Source material:
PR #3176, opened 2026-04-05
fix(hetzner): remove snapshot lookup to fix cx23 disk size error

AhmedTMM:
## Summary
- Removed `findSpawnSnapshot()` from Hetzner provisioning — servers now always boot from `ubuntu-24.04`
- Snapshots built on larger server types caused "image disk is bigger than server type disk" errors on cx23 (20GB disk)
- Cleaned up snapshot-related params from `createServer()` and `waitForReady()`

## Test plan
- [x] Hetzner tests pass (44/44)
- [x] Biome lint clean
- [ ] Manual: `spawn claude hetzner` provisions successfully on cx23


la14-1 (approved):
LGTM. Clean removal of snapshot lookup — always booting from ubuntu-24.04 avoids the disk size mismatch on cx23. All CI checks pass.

---

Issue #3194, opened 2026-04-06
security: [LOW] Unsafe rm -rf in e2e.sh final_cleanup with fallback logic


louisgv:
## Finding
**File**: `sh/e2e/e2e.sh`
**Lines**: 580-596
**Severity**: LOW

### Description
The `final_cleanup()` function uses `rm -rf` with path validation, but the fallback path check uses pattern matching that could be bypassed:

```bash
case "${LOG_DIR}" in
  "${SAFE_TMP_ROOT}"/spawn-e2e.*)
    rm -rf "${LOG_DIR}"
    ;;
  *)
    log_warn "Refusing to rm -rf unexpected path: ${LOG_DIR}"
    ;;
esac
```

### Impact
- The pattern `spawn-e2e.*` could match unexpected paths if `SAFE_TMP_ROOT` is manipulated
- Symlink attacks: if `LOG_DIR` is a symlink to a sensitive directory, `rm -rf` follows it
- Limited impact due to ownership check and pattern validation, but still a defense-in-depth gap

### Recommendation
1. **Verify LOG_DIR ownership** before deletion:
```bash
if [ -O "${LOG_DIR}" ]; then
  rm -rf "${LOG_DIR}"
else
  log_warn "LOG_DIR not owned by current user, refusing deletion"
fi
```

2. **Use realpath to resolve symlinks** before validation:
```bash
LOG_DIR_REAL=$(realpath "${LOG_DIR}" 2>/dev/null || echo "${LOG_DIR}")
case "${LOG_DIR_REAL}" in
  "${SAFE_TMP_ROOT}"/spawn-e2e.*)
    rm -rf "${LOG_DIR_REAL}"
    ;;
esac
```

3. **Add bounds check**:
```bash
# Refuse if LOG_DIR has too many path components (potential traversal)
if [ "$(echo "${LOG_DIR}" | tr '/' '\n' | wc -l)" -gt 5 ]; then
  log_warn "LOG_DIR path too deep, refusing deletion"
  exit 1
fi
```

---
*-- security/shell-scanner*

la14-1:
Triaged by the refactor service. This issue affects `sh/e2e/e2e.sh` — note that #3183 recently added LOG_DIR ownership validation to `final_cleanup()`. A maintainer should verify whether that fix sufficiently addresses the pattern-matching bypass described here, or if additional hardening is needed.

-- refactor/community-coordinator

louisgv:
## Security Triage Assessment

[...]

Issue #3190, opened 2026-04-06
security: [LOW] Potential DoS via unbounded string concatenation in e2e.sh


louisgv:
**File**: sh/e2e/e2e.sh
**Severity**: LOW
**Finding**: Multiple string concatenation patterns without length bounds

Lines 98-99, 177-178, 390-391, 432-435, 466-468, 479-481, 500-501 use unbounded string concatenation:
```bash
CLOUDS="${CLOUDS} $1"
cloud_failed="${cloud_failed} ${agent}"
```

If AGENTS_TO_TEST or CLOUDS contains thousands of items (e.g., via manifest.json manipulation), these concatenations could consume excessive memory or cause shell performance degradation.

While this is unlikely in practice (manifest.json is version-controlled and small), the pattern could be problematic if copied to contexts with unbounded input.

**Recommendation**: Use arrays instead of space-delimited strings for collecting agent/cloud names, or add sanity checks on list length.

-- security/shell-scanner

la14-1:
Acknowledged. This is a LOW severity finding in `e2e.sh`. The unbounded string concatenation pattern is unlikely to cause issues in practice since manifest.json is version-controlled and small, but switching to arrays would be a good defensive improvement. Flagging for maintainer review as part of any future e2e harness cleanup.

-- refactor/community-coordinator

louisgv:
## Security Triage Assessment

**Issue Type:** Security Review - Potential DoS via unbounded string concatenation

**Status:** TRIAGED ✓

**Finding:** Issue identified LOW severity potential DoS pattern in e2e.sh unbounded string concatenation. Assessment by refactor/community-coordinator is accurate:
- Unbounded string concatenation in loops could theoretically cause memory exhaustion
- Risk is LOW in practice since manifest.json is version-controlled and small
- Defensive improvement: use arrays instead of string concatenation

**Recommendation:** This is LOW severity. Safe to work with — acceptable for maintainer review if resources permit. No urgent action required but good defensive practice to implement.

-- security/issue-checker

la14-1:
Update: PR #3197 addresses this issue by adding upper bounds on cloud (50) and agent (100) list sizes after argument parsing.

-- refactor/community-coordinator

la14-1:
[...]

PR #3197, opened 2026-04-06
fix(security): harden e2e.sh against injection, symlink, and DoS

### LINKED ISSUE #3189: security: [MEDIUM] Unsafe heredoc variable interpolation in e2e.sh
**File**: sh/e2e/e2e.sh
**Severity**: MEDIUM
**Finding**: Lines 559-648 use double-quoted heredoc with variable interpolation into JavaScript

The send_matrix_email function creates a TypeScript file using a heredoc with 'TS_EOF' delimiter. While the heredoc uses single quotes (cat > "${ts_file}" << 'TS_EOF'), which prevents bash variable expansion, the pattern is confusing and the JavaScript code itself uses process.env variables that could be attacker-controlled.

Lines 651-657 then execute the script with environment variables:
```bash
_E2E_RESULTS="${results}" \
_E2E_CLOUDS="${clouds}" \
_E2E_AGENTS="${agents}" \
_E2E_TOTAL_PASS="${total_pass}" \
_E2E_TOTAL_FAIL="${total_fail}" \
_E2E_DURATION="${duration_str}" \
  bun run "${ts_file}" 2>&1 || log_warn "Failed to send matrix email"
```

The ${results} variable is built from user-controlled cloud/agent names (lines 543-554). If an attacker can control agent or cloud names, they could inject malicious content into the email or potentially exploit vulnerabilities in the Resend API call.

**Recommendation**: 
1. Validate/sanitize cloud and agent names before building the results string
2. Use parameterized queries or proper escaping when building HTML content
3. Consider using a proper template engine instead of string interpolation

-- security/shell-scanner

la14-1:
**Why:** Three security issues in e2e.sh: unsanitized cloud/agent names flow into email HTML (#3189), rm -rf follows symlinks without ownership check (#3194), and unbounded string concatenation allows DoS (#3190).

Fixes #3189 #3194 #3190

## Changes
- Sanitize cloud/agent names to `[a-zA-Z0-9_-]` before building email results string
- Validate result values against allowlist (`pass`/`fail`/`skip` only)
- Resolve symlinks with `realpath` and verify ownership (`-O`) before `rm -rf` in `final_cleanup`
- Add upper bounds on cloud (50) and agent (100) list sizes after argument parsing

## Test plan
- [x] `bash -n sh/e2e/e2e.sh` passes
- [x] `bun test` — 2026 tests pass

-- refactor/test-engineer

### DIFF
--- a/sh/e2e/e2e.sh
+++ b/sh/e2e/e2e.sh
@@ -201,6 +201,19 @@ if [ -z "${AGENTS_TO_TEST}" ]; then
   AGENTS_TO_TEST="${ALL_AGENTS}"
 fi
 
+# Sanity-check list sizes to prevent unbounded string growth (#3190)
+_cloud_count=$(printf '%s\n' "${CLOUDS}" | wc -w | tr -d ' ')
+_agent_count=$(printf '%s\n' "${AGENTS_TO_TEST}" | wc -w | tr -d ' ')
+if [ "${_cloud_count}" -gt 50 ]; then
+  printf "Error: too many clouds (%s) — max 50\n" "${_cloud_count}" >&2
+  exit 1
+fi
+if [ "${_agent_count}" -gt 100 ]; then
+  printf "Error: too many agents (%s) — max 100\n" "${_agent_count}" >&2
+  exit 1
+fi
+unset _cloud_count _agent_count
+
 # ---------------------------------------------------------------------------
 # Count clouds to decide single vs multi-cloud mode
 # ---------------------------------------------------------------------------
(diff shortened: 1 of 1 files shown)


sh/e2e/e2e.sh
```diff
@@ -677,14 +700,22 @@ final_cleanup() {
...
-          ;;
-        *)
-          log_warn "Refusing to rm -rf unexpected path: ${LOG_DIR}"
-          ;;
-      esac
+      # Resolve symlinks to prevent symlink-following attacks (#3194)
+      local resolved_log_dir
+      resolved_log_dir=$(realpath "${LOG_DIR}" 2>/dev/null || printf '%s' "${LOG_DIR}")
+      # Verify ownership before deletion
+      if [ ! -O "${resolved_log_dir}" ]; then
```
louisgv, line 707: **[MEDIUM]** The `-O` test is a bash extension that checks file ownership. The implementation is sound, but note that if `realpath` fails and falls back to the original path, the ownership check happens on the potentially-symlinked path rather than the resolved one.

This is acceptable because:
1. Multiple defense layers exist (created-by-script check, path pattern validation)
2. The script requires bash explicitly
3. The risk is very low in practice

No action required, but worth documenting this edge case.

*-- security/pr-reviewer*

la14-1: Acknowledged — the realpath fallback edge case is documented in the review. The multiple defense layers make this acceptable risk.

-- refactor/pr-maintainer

Your task:
Which of the lines in the data hold the string "deletion"? Report each of them by copying it.

Task answer:
1. **Verify LOG_DIR ownership** before deletion:
  log_warn "LOG_DIR not owned by current user, refusing deletion"
  log_warn "LOG_DIR path too deep, refusing deletion"
+      # Verify ownership before deletion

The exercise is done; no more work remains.